* **Problem requirements**
Determine how many lines of the entries contain "commits". Reply with that number alone.

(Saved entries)
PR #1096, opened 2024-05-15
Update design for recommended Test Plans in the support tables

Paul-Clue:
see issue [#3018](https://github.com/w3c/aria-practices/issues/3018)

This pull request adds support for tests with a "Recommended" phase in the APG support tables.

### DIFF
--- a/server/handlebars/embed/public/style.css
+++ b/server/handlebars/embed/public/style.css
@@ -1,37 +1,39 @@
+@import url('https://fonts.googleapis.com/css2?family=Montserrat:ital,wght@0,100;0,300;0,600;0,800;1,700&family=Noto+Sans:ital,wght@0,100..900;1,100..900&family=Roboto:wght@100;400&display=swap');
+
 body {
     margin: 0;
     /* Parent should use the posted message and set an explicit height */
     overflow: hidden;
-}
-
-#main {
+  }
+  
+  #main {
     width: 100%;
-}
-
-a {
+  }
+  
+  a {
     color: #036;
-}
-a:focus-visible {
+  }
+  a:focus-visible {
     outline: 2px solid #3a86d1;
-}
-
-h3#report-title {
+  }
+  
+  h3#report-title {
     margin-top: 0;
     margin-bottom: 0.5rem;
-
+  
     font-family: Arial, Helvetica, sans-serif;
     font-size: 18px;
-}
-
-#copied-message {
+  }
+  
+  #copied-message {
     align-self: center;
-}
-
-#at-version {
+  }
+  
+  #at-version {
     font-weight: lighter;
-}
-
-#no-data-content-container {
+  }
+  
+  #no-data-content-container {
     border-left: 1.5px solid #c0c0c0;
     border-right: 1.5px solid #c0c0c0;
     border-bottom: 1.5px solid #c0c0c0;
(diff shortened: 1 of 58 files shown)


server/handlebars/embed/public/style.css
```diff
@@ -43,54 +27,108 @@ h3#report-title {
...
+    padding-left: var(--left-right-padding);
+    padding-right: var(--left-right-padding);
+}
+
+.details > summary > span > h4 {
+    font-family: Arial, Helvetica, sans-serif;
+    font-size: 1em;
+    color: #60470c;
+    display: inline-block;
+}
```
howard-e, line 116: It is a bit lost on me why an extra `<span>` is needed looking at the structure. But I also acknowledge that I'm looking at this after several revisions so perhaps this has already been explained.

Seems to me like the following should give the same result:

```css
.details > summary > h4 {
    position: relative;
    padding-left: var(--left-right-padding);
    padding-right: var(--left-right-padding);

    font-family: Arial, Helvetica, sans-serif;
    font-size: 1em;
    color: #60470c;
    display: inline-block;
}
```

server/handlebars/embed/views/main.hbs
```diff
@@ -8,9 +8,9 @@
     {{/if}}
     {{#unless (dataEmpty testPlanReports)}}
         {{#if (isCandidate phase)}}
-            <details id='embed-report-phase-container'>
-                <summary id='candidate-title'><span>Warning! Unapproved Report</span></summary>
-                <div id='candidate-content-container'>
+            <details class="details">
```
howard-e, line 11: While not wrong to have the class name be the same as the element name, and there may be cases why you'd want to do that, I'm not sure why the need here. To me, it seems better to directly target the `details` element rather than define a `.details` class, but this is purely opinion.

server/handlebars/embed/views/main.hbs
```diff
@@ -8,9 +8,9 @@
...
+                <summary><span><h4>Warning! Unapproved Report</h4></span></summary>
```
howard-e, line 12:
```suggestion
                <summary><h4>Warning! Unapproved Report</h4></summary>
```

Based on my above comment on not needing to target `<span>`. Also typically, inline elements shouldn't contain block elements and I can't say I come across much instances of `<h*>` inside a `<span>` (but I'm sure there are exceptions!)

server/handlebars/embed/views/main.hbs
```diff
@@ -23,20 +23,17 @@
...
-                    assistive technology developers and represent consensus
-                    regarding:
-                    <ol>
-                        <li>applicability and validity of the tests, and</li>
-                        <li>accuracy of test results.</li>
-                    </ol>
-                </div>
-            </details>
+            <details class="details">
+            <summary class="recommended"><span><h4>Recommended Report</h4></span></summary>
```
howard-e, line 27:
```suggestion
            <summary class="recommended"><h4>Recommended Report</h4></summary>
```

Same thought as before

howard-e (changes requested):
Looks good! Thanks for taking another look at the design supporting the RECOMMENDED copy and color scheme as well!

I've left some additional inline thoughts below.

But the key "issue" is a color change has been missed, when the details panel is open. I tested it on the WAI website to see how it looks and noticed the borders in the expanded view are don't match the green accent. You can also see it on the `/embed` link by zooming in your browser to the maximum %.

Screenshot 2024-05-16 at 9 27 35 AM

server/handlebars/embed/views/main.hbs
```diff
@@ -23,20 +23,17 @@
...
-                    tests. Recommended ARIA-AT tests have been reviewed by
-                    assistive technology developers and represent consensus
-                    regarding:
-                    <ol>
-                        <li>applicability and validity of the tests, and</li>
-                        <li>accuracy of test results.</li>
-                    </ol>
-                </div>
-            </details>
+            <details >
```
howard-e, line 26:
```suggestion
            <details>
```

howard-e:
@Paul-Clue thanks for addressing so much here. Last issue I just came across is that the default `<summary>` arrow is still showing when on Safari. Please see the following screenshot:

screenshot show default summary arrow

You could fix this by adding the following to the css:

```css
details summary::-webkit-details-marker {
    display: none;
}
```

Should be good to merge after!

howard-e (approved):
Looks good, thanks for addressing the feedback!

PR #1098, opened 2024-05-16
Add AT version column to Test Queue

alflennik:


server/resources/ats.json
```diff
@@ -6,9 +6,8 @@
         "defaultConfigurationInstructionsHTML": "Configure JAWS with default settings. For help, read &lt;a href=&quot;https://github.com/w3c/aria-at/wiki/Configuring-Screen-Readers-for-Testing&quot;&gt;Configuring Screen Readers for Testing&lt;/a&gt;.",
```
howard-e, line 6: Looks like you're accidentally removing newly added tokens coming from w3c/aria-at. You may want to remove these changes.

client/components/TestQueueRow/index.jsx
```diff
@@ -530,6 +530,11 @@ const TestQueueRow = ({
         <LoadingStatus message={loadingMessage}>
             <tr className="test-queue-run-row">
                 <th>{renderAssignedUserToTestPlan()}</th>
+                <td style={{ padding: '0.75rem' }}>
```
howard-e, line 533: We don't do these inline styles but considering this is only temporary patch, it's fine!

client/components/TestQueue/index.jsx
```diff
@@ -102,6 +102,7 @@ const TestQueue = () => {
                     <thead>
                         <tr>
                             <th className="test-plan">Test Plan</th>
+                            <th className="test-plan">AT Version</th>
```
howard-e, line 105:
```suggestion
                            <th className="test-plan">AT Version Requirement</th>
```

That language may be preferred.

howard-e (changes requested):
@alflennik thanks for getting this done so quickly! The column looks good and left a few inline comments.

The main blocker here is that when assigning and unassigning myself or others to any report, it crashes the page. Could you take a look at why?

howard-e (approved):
---
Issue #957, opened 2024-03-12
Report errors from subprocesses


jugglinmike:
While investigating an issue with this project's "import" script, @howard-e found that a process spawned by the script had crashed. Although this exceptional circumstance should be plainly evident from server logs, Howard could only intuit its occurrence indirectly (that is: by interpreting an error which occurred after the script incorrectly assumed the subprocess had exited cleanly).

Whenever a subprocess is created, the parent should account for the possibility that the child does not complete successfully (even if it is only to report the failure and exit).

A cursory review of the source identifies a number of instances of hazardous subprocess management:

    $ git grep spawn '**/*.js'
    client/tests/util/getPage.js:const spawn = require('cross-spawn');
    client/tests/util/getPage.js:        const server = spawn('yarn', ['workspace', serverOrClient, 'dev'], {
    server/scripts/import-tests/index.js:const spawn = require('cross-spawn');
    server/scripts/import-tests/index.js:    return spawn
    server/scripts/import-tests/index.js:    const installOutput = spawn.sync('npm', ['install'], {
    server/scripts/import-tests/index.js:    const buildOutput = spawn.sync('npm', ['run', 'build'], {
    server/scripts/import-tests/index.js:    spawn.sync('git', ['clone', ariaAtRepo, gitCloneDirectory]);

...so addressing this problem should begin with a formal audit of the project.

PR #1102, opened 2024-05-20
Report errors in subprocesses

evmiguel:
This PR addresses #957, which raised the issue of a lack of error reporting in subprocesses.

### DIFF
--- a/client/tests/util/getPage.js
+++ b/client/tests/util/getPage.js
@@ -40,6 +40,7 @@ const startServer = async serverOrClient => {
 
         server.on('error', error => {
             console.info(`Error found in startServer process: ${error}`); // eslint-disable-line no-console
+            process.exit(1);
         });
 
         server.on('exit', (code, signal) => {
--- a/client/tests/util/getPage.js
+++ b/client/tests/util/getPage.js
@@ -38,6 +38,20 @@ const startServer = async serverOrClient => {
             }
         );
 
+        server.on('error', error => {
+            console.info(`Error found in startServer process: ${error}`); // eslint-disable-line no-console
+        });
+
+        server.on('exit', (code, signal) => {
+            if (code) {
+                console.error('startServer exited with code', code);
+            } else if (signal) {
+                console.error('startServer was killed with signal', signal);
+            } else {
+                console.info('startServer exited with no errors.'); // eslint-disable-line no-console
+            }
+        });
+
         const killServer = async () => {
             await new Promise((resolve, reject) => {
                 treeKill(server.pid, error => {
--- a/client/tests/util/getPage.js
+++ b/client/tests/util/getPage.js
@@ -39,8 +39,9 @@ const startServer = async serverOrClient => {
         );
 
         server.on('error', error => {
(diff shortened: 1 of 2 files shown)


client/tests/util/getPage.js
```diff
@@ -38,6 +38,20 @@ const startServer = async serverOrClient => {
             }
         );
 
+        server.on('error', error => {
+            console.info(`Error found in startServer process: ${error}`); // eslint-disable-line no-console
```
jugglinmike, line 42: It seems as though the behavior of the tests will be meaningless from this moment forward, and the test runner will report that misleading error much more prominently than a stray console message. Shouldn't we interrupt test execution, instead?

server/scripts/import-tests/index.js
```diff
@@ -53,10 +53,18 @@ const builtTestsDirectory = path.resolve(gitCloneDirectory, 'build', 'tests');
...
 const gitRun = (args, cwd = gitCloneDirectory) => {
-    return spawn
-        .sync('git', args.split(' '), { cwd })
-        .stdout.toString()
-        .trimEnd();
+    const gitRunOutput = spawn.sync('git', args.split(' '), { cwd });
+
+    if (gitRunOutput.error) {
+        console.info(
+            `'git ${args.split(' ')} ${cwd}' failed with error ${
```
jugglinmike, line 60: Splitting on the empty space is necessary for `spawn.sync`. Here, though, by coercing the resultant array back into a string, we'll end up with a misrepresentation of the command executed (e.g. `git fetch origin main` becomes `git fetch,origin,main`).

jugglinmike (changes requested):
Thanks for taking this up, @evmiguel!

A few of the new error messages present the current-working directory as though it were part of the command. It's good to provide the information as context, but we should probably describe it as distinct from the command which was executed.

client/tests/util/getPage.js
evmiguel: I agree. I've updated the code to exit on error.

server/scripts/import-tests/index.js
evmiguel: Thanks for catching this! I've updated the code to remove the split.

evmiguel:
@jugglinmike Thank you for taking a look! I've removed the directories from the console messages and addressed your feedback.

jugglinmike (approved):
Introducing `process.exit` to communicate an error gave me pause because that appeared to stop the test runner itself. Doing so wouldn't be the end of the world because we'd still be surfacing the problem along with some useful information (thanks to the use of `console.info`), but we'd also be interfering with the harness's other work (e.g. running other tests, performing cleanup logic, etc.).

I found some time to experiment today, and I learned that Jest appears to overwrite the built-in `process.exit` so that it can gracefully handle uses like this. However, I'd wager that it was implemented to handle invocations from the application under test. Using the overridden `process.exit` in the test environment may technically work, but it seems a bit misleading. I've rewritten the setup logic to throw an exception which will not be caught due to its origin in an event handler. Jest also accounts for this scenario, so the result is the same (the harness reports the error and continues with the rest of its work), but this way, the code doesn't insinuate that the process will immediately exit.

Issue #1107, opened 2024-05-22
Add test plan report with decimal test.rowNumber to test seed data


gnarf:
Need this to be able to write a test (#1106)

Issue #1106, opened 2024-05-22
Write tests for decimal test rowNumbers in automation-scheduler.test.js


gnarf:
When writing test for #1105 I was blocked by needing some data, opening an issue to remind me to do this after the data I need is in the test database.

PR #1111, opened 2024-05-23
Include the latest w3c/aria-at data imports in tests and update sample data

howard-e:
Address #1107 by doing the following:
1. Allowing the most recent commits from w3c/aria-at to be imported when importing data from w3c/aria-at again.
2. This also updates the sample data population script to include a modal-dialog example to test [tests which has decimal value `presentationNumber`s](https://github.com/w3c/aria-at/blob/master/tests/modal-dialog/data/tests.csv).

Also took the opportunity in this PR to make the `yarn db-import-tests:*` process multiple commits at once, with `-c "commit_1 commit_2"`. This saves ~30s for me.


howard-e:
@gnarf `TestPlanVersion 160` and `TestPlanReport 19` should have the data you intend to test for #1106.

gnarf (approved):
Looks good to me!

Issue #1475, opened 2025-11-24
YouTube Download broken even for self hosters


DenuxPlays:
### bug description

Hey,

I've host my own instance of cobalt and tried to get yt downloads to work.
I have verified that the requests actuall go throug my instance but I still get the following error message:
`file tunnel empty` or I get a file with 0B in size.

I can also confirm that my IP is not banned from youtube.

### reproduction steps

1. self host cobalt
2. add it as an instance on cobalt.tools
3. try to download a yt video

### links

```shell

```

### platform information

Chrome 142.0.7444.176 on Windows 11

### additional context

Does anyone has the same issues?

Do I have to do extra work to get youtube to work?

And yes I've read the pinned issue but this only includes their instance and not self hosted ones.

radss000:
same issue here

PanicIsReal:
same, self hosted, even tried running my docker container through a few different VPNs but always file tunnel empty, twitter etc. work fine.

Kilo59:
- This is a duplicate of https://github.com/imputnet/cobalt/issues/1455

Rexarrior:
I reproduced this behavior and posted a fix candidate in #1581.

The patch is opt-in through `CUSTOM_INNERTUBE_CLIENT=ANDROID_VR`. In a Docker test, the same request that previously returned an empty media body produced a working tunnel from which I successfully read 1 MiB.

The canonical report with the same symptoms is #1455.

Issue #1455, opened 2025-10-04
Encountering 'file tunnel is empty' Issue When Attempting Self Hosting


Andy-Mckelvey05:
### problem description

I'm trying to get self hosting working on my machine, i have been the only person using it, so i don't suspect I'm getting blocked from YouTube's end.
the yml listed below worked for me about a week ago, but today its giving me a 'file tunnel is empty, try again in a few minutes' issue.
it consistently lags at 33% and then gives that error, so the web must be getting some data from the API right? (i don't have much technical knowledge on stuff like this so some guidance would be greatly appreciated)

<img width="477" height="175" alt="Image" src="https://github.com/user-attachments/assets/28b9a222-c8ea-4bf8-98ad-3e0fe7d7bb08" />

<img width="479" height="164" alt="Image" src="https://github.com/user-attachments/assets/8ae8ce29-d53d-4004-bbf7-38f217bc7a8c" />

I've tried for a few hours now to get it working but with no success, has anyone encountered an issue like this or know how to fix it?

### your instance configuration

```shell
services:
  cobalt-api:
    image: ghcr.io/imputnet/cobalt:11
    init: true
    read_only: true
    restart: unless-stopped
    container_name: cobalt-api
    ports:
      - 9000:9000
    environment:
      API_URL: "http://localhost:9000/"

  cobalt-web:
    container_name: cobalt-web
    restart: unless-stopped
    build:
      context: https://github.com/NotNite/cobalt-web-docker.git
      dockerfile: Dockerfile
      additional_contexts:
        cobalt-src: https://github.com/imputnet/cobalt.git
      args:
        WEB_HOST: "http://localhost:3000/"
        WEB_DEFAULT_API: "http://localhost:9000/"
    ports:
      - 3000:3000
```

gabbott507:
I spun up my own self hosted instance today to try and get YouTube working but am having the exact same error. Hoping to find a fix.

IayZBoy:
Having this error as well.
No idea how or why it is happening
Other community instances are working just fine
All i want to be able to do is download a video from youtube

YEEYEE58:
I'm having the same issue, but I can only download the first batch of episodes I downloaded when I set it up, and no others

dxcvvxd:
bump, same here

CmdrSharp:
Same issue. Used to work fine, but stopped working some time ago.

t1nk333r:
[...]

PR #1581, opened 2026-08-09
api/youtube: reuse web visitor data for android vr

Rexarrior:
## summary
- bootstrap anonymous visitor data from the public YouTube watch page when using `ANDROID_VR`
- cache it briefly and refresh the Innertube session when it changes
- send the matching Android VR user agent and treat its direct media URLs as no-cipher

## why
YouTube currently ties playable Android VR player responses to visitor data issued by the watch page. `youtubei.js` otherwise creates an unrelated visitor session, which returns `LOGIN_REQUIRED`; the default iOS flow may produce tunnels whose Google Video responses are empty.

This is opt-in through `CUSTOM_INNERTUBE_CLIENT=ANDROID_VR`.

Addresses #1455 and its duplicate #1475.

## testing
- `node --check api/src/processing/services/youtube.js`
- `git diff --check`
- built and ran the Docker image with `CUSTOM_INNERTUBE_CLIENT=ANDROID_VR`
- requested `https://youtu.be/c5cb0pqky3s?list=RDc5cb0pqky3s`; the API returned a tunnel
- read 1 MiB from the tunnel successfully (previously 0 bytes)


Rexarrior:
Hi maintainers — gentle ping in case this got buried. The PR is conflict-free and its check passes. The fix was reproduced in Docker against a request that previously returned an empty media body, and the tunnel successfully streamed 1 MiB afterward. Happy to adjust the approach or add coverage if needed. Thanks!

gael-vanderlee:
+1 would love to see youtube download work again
* * *
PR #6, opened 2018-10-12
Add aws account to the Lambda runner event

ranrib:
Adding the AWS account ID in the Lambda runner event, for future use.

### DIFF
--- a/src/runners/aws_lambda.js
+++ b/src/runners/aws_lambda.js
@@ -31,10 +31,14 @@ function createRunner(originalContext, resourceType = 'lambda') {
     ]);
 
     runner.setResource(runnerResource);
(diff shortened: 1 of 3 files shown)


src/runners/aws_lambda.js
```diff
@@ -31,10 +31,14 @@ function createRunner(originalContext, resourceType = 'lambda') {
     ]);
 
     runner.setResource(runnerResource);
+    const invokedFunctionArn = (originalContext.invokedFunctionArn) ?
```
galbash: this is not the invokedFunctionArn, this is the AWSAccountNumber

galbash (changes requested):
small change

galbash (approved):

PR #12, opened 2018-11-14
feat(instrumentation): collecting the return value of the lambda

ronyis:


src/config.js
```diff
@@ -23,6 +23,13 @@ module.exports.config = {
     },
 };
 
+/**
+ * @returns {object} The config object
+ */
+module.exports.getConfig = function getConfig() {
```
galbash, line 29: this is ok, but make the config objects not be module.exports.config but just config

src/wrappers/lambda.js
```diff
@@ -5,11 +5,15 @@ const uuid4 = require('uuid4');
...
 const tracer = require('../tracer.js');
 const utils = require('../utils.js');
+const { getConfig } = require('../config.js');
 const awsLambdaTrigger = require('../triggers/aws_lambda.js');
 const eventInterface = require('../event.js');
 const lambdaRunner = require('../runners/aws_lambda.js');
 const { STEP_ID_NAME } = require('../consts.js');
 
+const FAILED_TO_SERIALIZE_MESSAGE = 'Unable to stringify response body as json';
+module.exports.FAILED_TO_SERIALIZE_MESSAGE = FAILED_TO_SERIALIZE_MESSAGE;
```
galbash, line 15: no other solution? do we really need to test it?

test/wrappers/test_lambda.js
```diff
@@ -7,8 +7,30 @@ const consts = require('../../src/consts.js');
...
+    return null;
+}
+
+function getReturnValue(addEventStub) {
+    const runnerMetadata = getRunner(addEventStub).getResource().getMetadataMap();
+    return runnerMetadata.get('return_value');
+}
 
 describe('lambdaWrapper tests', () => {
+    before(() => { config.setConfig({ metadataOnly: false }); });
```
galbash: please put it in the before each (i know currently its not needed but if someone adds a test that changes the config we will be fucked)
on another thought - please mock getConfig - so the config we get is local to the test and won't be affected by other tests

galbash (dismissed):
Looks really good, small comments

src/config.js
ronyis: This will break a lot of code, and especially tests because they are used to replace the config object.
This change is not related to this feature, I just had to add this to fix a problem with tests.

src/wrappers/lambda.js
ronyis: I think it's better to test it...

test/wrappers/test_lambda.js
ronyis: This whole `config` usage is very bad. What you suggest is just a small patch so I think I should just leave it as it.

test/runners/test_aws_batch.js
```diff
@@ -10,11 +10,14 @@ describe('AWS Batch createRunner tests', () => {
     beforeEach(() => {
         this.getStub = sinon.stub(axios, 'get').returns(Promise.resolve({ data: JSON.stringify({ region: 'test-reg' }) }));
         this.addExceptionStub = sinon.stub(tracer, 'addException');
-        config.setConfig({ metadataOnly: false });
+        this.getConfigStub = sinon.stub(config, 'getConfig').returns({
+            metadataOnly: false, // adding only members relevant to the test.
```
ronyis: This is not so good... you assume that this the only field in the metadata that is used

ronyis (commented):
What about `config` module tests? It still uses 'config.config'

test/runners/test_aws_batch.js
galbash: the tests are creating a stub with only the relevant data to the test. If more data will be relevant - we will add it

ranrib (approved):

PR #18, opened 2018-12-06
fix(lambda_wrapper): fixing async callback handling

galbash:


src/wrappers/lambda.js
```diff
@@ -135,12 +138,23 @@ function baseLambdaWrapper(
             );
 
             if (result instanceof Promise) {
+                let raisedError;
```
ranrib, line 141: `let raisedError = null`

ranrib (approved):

* **Written answer**
2